My metaphlantophyloseq object is in the screenshot below. In addition to creating the base object, I’ve worked today also to include some metadata. Ultimately I’d like to be able to group samples according to metadata (eg sex of study subject from which a sample was taken), and then calculate within (alpha) and between (beta) diversity using those groups. I’m still troubleshooting this metadata step; for some reason, when I use merge_phyloseq to append sample data to my metaphlantophyloseq output, I lose a couple samples, down to 85 from 89.

Putting that aside, though, the main followup issue I’d love to pick your brain about is again more conceptual. When I try to get alpha diversity from phyloseq (following this tutorial), I get the error below:

Looking at my initial merged metaphlan output (a screenshot of which is embedded within my initial post) I believe I have relative abundances, not absolute, and that might be what’s causing me trouble here. Is it true, as per this post, that I’d need absolute abundances for calculating alpha diversity using phyloseq? This other forum seems to imply that I can calculate the diversity metrics I’m interested in from relative abundance using qiime2. I see in googling that there are means of transporting the phyloseq object I’ve created into qiime2 (one example). Before I set down that path, though, I wanted to check whether my understanding of restrictions around use of relative abundance in phyloseq was accurate. Does qiime2 seem like a solid next move, or is there another option I don’t know to consider?

Thanks again for your help in response to my last post!!

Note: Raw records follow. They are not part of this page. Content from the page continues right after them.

PR #3251, opened 2016-09-26
Strengthen license detection

pchaigno:
This pull request implements several changes to strengthen our mechanism to detect/recognize licenses. I broke it down into three commits:

0. Enable the recognition of licenses in READMEs using Licensee with `detect_readme: true`.
0. Use hashes to uniquely identify unrecognized licenses. This way we will be notified for any change in a license text.
0. Remove our own license classification code and rely solely on Licensee's. Our classification code sometimes recognizes the wrong license (e.g., [atom/language-csharp](https://github.com/atom/language-csharp/blob/db4468545a8a1a5e76518e0ae2f6697dc21bf686/LICENSE.md) is detected as GPL), which is something we clearly do not want to happen.

/cc @arfon @aroben @benbalter

### DIFF
--- a/github-linguist.gemspec
+++ b/github-linguist.gemspec
@@ -26,6 +26,6 @@ Gem::Specification.new do |s|
   s.add_development_dependency 'yajl-ruby'
   s.add_development_dependency 'color-proximity', '~> 0.2.1'
   s.add_development_dependency 'licensed'
-  s.add_development_dependency 'licensee', '>= 8.3.0'
+  s.add_development_dependency 'licensee', '>= 8.6.0'
 
 end
--- a/test/test_grammars.rb
+++ b/test/test_grammars.rb
@@ -5,14 +5,47 @@ class TestGrammars < Minitest::Test
 
   # List of projects that are allowed without licenses
   PROJECT_WHITELIST = [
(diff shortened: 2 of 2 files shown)


aroben:
Using Licensee for this is a great idea.

benbalter:
> Use hashes to uniquely identify unrecognized licenses. 

One point of clarification, that shouldn't affect this PR, the hash is based off the normalized licensed body, which is the license body with whitespace *and the copyright notice* removed (in most cases), meaning it is possible for two projects to return the same hash. Put another way, the hash is deterministic of the normalized license text, not the project itself, so two projects may share a hash (but that doesn't seem to be a problem here).

pchaigno:
> Put another way, the hash is deterministic of the normalized license text, not the project itself, so two projects may share a hash (but that doesn't seem to be a problem here).

Actually, I even think it's a good thing in our case. The `bc12b3b4917eab9aedb87ec1305c2a4376e34fd1` hash (first of the list) identifies nearly all TextMate bundle licenses (more than half unrecognized licenses). Our list would be much longer if hashes identified projects.

It's actually the TextMate license example that first motivated me to ask for such a feature in Licensee (benbalter/licensee#67) :smile_cat:

PR #3253, opened 2016-09-27
Tests to ensure the whitelists are up-to-date

pchaigno:
This pull request adds two tests to make sure the hash and project whitelists remain up-to-date.

I also updated submodules during my tests and was able to remove 1 entry from the hash whitelist and 2 from the project whitelist.

### DIFF
--- a/test/test_grammars.rb
+++ b/test/test_grammars.rb
@@ -134,6 +134,21 @@ class TestGrammars < Minitest::Test
     assert_equal [], unapproved, message
   end
 
+  def test_whitelisted_submodules_dont_have_licenses
+    licensed = submodule_licenses.reject { |k,v| v.nil? }.select { |k,v| PROJECT_WHITELIST.include?(k) }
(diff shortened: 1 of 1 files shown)


vendor/grammars/PHP-Twig.tmbundle
```diff
@@ -1 +1 @@
-Subproject commit 9e802d525ed87a90ec7ff842f44c0c992fd56521
+Subproject commit 77def406d70b90dff33d006478198b729e23d22c
```
arfon: Sorry for being a pain but one of the PHP bundles causes test failures in our HTML pipeline tests on GitHub. I'm afraid I've not had a chance to investigate this yet but for now I've been skipping updating`PHP-Twig.tmbundle` and `php.tmbundle` for now. Any chance we can revert these two?

pchaigno: Sure, done.

arfon: 👍 thanks.

arfon:
This looks good to me.

PR #3258, opened 2016-10-04
Added support for TI Code

scottmangiapane:
"TI Program" is an umbrella name for programs/apps written for the Texas Instruments 83+/84 graphing calculator, which has multiple sublanguages such as TI-BASIC, Axe, and Assembly, all possessing the same file extension. This pull request enables recognition of these previously unknown programs.

[Example Programs](https://github.com/search?utf8=%E2%9C%93&q=extension%3A8xp+NOT+nothack&type=Code&ref=searchresults)


scottmangiapane:
Does anybody know why the Travis CI build is failing?

Alhadis:
Linguist doesn't process binary files, only plain-text formats. Those binaries should be removed, and they're also what're causing the build to fail.

scottmangiapane:
Okay, thanks!

Alhadis:
Good grief, I wrote that comment without even noticing your question OR your response... talk about timing.

Now, concerning the in-the-wild usage... I only found [52 results](https://github.com/search?q=extension%3A8xk+NOT+nothack&type=Code) for the `8xk` extension, and nothing for `8xk.txt`. Are these extensions really common enough to be used?

You should also put `8xp` first to identify it as a primary extension (that's an exception we make to alphabetisation; the most used extension for a language comes first).

scottmangiapane:
Haha, I thought so. Your response appeared almost immediately after I clicked "Comment".

As for the in-the-wild usage, that's a bit messy... These programs are written on the  [TI-84](https://education.ti.com/en/us/products/calculators/graphing-calculators/ti-84-plus/tabs/overview) graphing calculator rather than a regular computer. But the TI-84 stores them as binary files rather than plain text, so when you go to read them on the computer you just get gibberish. You can open them up and read/edit the source on the calculator itself but if you send the programs to a computer or put them on GitHub you can't read the source. To fix this, some people use a tool like [this one](https://www.cemetech.net/sc) to convert the binary file to plain text so that it's readable on GitHub. They then upload the plain text to their repository alongside their regular program. There's no standardized extensions for the text files, so `.8xp.txt` and `.8xk.txt` are some extensions I thought up hoping they would catch on eventually. Most people seem to use `.txt`.

My main concern though is just that `.8xp` and `.8xk` programs are recognized, not so much the `.8xp.txt` and `.8xk.txt`. Would you like me to remove them?

Alhadis:
> Would you like me to remove them?

Ah yes, that'd probably be best. Definitely remove the `.8xk.txt` extension. If its use *does* ever catch on, it can be added in future once there's a sizeable amount of ITW usage.

However, this is the part that concerns me:

> Most people seem to use `.txt`

This would imply that `.txt` should be added as the most common extension for these files. That's going to make a serious mess of classifications unless there's a very sturdy [heuristic](https://github.com/github/linguist/blob/master/lib/linguist/heuristics.rb) involved. Even then, I'm not sure I'd be comfortable having a format as generic as ***plain text*** risk being classified as a programming language... :S

Is there anything we can use to search for TI Code programs stored in `.txt` files?

larsbrinkhoff:
`.txt` is also common for Forth and Forth-like languages:  
https://github.com/search?q=extension%3Atxt+dup+swap

Alhadis:
Ah, right.

In that case, let's keep it at the `8x`-like extensions, and steer clear of anything too generic. I guess there's no harm in keeping the `.8xp.txt` extension, even if it doesn't really command much usage.

Regarding the name... I know you said "TI PGRM" is an umbrella term, but I couldn't find much use of the term when googling it. I noticed you more recently renamed it to "TI Code"... is there anything more definitive, or is that the closest we have?

[TI-BASIC](https://en.wikipedia.org/wiki/TI-BASIC) seems to be the most commonly-used name for it, though I know you said there were other (unrelated) languages that're using the same file extension... how unrelated are they, exactly?

Alhadis:
What about the name **Texas Instruments Program**...? If there's no name for these languages (which is probably the case), I'd say that's more descriptive than "TI Code" (which sounds pretty normative).

We can always add "TI-BASIC" as an alias to help with people who want to search for programs in this language.

scottmangiapane:
That's what I was worried about too with the `.txt` extensions. It is possible to identify which `.txt` files are for the TI calculator, but since it's such a small percentage of total `.txt` files it's probably not worth the risk. I think you're right and it's best to just ignore the .txt files, and let GitHub think they're just plain text especially since they're just an optional addition and not required to run the program.

I also like your thought process for the name! **Texas Instruments Program** is more descriptive than just **TI Code**, and since there's not an official term it's best to be descriptive. What if we abbreviated it so that it's **TI Program**? My reason for this is because when you're looking on someone's [repository page](https://github.com/scottmangiapane?tab=repositories), **Texas Instruments Program** is too long and get's wrapped to three lines.

Example of the line wrap problem:
demo

Alhadis:
It [wouldn't be the first](https://github.com/ajaypr55?tab=repositories) language to do something like that, don't worry. It *is* long, but it also spares a reader from having to google "TI" to find out what it stands for.

I feel that's a point open to discussion, though. @pchaigno, @arfon... what're your thoughts? :)

scottmangiapane:
I'd rather have nothing than have **Texas Instruments Program**, to be honest. I realize that sounds demanding, its just that it looks too cluttered with three lines of text. After all, more common languages such as HTML and CSS are abbreviated. But sure, let's hear some second opinions!

Alhadis:
Don't get too attached to what you see on GitHub. Sporadic layout changes happen all the time. Sure, it might look like this today:

Figure 1

... until you wake up one day and find it looking like this:

Figure 2

The take-home point is that language names have more permanency on GitHub than its layout does. It's not right to justify a choice of name based on how it might be presented at any one point in time.

I feel I should stress I'm actually not GitHub staff, just a regular contributor to this repository. The actual maintainer is very busy, so contributors go out of their way to help answer questions in advance.

arfon:
> The take-home point is that language names have more permanency on GitHub than its layout does. It's not right to justify a choice of name based on how it might be presented at any one point in time.

Absolutely. I don't think we should make a decision on the Linguist language name based upon GitHub's layout.

@scottmangiapane - I think we should either go with `TIP` or `Texas Instruments Program`.

scottmangiapane:
What if we compromised and did `TI Prgm` / `TI-Prgm`? It's similar to `TIP`, except that it's also an actual acronym used in the TI programming community so people will recognize it. Plus it yields relevant results on Google.

Alhadis:
I can only find [133 results](https://www.google.com.au/search?q=%22TI+Prgm%22&oq=%22TI+Prgm%22&aqs=chrome..69i57.1279j0j7&sourceid=chrome&ie=UTF-8) on Google for `TI Prgm`...

scottmangiapane:
`Texas Instruments Program` is actually worse, there are more results sure but literally all of the results are off topic (usually about something called a "Texas Instruments Program Recorder"). And `TIP` is unrelated as well.

Alhadis:
Erh, googling [Texas Instruments Program](https://www.google.com.au/search?q=%22Texas+Instruments%22+Program&oq=%22Texas+Instruments%22+Program&aqs=chrome..69i57.3152j0j7&sourceid=chrome&ie=UTF-8) seems to yield pretty relevant results. Am I missing something here?

This would all be a lot easier if Texas Instruments bothered to give their calculator-languages a proper name. ;p

Alhadis:
Also, you *are* aware that by "search results", we're mostly talking about GitHub's language search... right?

Look, there's a name even bigger than Texas*...
topkek

pchaigno:
What's the issue with the current *TI Program*? That's how I used to call it and it yields relevant results on Google...

arfon:
> What's the issue with the current TI Program? That's how I used to call it and it yields relevant results on Google...

Potentially none `¯\_(ツ)_/¯`. I was under the impression that this was a somewhat arbitrary name that was decided in this thread but if it's the normal/standard name I don't have any strong objections.

scottmangiapane:
Thank you! I think that Alhadis is opposed to it because it's not as descriptive as `Texas Instruments Program`. But `TI Program` is the most standardized in my opinion, it's more normal in the TI programming community to abbreviate it.

arfon:
> If you approve @arfon, the code is all ready to be merged :)

OK thanks @scottmangiapane. Can you just confirm the origin of the sample files included in this PR? They need to have a permissive license (MIT, BST, Apache 2.0 etc.) to be acceptable to Linguist.

scottmangiapane:
Sure! They're all [my own code](https://github.com/scottmangiapane/alphacs), and they're licensed under the MIT license.

arfon:
⚡️ thanks for this @scottmangiapane. This will be live in the next release of Linguist (likely next week sometime). 

@Alhadis - thanks for helping us explore all possible combinations of names here 😁

scottmangiapane:
Thank you @arfon and @Alhadis! I appreciate it.

scottmangiapane:
Hey @arfon / @Alhadis, how come [my repositories](https://github.com/scottmangiapane?tab=repositories) still aren't being recognized? Did I do something wrong in my pull request or is the new release just taking a while to circulate?

Alhadis:
Ah, that'll probably be because the results are still cached from before the release was cut. =)

Just push some changes to your repos, and it should bust the cache and force a reindexing.

scottmangiapane:
No luck :/ I tried updating a file, removing everything, restoring everything, adding a new file, and deleting the new file.

I'm looking through the contribution guidelines though and I might've found it. The readme says that I have to run the 'set-language-ids script' to update the language ID, but I don't think it said that a couple weeks ago so I had just added one manually instead of running the script. Maybe that broke it?

Alhadis:
I've run Linguist locally on your repo, and it's because the `.8xp` files are binary. Linguist will skip anything that contains stuff like `NUL` bytes and kin.

Try changing the file extension of the text file to `.8xp.txt` and try again?

scottmangiapane:
You're right, that fixed it! Thanks :)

Yes, this is right. Since phyloseq was designed to be used with amplicon data, it requires to use counts data. You can predict read counts with MetaPhlAn if you run it with the option -t rel_ab_w_read_stats, or otherwise, you can use the imported matrix as input for other packages like vegan or just use a custom function implementing an alpha diversity measure. I don’t see the point of exporting to qiime2 since it will anyhow requires counts values.

Unlike the alpha diversity, you can easily run the beta diversity with phyloseq using relative abundances.